Half of the EU citizens are not able to hold a conversation in a
language other than their mother tongue, let alone to conduct a
negotiation, or interpret a law. In a time of wide availability of
communication technologies, language barriers are a serious bottleneck
to European integration and to economic and cultural exchanges in
general. More effective tools to overcome such barriers, in the form
of software for machine translation and other cross-lingual textual
information access tasks, are in strong demand.
Statistical methods are promising, in that they achieve performances
equivalent or superior to those of rule-based systems, at a fraction
of the development effort. There are, however, some identified
shortcomings in these methods, preventing their broad diffusion. As an
example, even though lexical choice is usually more accurate with
Statistical Machine Translation (SMT) systems than with their
rule-based counterparts, the text they produce tends to be less
grammatical. As a second example, SMT systems are trained in batch
mode and do not adapt by taking user feedback into account. Finally,
in Cross-Language Information Retrieval tasks, query words are most
often translated independent of one another, thus giving up possibly
relevant contextual clues.
We strived in SMART to address these and other shortcomings by the
methods of modern Statistical Learning. The scientific focus was on
developing new and more effective statistical approaches while
ensuring that existing know-how was duly taken into account.
In the three years of the project execution, the consortium produced
two innovative SMT systems --both distributed as open-source
projects-- a major extension to an existing SMT system (PORTAGE
adaptive), new discriminative language and distortion models, new
cross-language lexicon adaptation methods, an extensive analysis of an
SMT system as a learning agent, and an effective method for automatic
prediction of translation quality sufficiently accurate to be deployed
right at the end of the project.
Solutions were tested in thorough field evaluations on two user
scenarios.
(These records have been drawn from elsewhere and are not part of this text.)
PR #157, opened 2017-02-25
[Hibike] Testing: New Hibike_Communicator Library

ivanache:
I have coded and successfully tested the Hibike_Communicator, a library which allows the user to act as the BBB and send and receive messages to and from devices by creating a Hibike_Communicator class and calling its functions.


hibike/hibike_communicator.py
```diff
@@ -0,0 +1,218 @@
...
+
+   def process_output(self):
+      """
+         Prints out messages from the devices that are uploaded by newProcess to stateQueue
+         If it's a subscription response from a device whose uid is not in self.uids, the uid will be added to self.uids
+         If it's a device disconnection from a device whose uid in self.uids, the uid will be removed from self.uids
+      """
+      while True:
+         output = self.stateQueue.get()
+         print(output)
```
karthik-shanmugam: I don't think we want this library to automatically print things

karthik-shanmugam (commented):
Is it possible to remove the changes to `hibike_process.py` from this? They're irrelevant now and it's causing merge conflicts. I'd like to get this merged in.

hibike/hibike_communicator.py
ivanache: In that case, should I create another function that prints it, or can I just leave this printing functionality out of the library?

tingtingchiang (changes requested):
Confused about old_hibike_communicator_test.py, is it deprecated or is it examples of using HibikeCommunicator to test? Can we change either the name of the script or the comment? Otherwise it looks good to me.

ivanache:
It's a deprecated testing program for hibike_communicator, made before I
gave hibike_comunicator its own built-in tester.

tingtingchiang:
Do you think we'll need it or can we get by with just hibike_communicator.py? It could get confusing if we merge an "old" file if we don't need it later on.

ivanache:
I don't think we'll need it.

hibike/hibike_communicator.py
```diff
@@ -0,0 +1,218 @@
...
+import hibike_process as hp
+import multiprocessing
+import threading
+import time
+
+class HibikeCommunicator:
+  
+   def __init__(self):
+      """
+          Set up the pipes for communication between the device and the Beegle Bum Black, creates a thread to recieve communications from the device, starts up the process that runs the communication, and sets up a dictionary that caches all device values sent to it.
```
tingtingchiang: BeagleBone Black, in general though, please read through the comments and make sure that everything is spelled correctly.

hibike/hibike_communicator.py
```diff
@@ -0,0 +1,218 @@
...
+           uid - the device's uid
+           delay - the delay between device datas to be sent
+           params - an iterable of the names of the params to be subscribed to
+        """
+        self.pipeToChild.send(["subscribe_device", [uid, delay, params]])
+
+##############
+#  TESTING   #
+##############
+def device_comms(comms, uid_type_tuple):
```
tingtingchiang: Let's separate the two actions in each if block: Sending commands and printing the most current data of all live sensors each at regular (different) intervals. I recommend just copying from hibike_process's main function because it's nice and clean which == easier to modify.

tingtingchiang: I will push my most recent edits of hibike/testing soon, might be useful as reference when switching to hibike_process's methods.

tingtingchiang (changes requested):
According to Sam, ideal end product would be: easy to edit and send commands + print to console at regular intervals.

Also, we should definitely check how hotplugging interacts with this script.

tingtingchiang (commented):
LGTM, let's test it and then we can merge

hibike/hibike_communicator.py
```diff
@@ -88,10 +89,14 @@ def process_output(self):
...
          Returns a tuple of the value and the timestamp of the last device_values package recieved from a uid and a parameter
-         Precondition: a device_data must have been recieved from the param before calling this function
+         Precondition: a device_data with a UID, params, and values must have been recieved from the param before calling this function
       """
-      print("Where the error is coming from: ", self.device_values_cache)
-      return self.device_values_cache[uid][param]
+      #print("Where the error is coming from: ", self.device_values_cache)
+      try:
+         return self.device_values_cache[uid][param]
+      except KeyError:
```
kevinji: It'd probably be nicer to use `dict.get(key, default)` here.

hibike/hibike_communicator.py
```diff
@@ -61,24 +61,25 @@ def process_output(self):
...
-                print("No UIDs detected for a device_values request")
+            except KeyError:
+                #print("No UIDs detected for a device_values request")
                 params_values = [{}]
              
-             for param_val_tuple in params_values:
+            for param_val_tuple in params_values:
                 try:
                     parameter = param_val_tuple[0]
                     value = param_val_tuple[1]
```
kevinji: This can just be `parameter, value = param_val_tuple`

hibike/hibike_communicator.py
```diff
@@ -61,24 +61,25 @@ def process_output(self):
...
+                #break
+                
+            #print("UID: ", uid, "\n")
+            try:
                 params_values = output[1][0][uid]
-             except IndexError:
-                print("No UIDs detected for a device_values request")
+            except KeyError:
+                #print("No UIDs detected for a device_values request")
                 params_values = [{}]
```
kevinji: You can probably condense this entire section to `params_values = next(output[1][0].values(), [{}])`.

kevinji (changes requested):
Left some various style comments.

baby-bell:
I'm afraid that this work has become stale. We are working on it in another branch.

A first scenario focused on the work of professional translators and
aimed at validating new technologies by assessing impact on
productivity. The second scenario consisted in enabling a user to access portions of
the multilingual Wikipedia in languages of which (s)he has limited
command. For a demo related to this scenario integrating a number of technologies developed in the project, click here.
More than four and a half years separate the initial ideas around
SMART and its conclusion. As in most endavours, not everything went as
planned, and the world around us evolved at a fast pace, requiring us
to adapt. Many amazing developments happened in our research
communities at the same time as this project was running, and we
learned very much from others. We like to believe that we delivered on
our promise of showing new valuable directions on fascinating,
relevant and challenging problems. We will certainly keep exploring
them in the future, and hope others will join.